Inhaltlich sind die drei Bände für diejenigen, die Interesse an kritischen und sprachgewandten Arbeiten haben, bedeutsam. Auch deswegen, weil Tiedemann die Kritische Theorie gegen ihre kritischen Kritiker in Schutz nimmt – und bei allen sprachtheoretischen, ästhetischen und sonstigen Wendungen und Interpretationsweisen, den historischen Kontext als theoriebildend herausstellt: den Horizont des nationalsozialistischen Terrors, der Konzentrations‑ und Vernichtungslager, des entfalteten ‚Totalen Krieges’, sowie die theoretische Borniertheit des damaligen Subjekts der Emanzipation und die Herrschaft des Realen Sozialismus. Die Wahrheit hatte weder in der ersten Hälfte des Zwanzigsten Jahrhunderts einen Ort in der Kommunistischen Partei, noch – eine grosse Enttäuschung für die re-migirierten Horkheimer und Adorno – erfüllte sich die Sehnsucht Kritischer Theorie nach etwas Anderem9 auch in den jungen StudentInnen der BRD nicht. Diese verstanden es, positiv(istisch) und weltanschaulich zu werden anstatt die Kritik der Zurückgekehrten aufzunehmen. Das Niemandsland, ein Verweis sowohl auf die zukünftige Utopie wie auf die verwüsteten Flächen der Weltkriege, verharrt im Stande der Negativität der Kritik. Schon Marx hatte dieses wesentliche Moment – Negativität – 1844 in den Deutsch-französischen Jahrbüchern hervorgehoben. Adorno legte dies für den Spätkapitalismus in den Zeiten der binären Weltordnung dar, wie er zugleich methodisch die (moralisch anti-moralische) Notwendigkeit ihrer Überwindung festhielt.

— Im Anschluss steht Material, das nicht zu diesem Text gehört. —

PR #832, opened 2020-09-09
Add support for user provided inline wire prefix

leonardt:
When magma is generating inline_verilog code, it assigns some values to temporary wires.  This change allows the user to choose a string for the wire names, useful for the case when these wires are used inside an `ifdef macro in the verilog.  

For example, an assertion may be wrapped inside an \`ifdef so it can be turned off for synthesis.  By providing a specific prefix for the wires entering into the \`ifdef block that may be unused (normally marked as an error by the linter), the user can provide a pattern matching string to the lint tool to ignore these dangling wires (i.e. ignore all dangling wires containing "_MAGMA_INLINE_ASSERTION_" in the name)

### DIFF
--- a/magma/inline_verilog.py
+++ b/magma/inline_verilog.py
@@ -41,10 +41,10 @@ def _make_inline_value(cls, inline_value_map, value):
     return f"{{{value_key}}}"
 
 
-def _make_temporary(defn, value, num, parent=None):
+def _make_temporary(defn, value, num, inline_wire_prefix, parent=None):
     with defn.open():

Auf diese Notwendigkeit macht auch Rolf Tiedemann aufmerksam, der sich nicht scheut, sich als Epigone zu bekennen. Dies auch, weil es töricht wäre, sich quasi-geniale Gedanken einzubilden und das Subjekt wie den deus ex machina auf die Bühne der Öffentlichkeit zu wuchten. Gerade gegen den Schöpfungsanspruch der Theorien, die en vogue mit dem Zeitgeist sind, gelte es zu argumentieren.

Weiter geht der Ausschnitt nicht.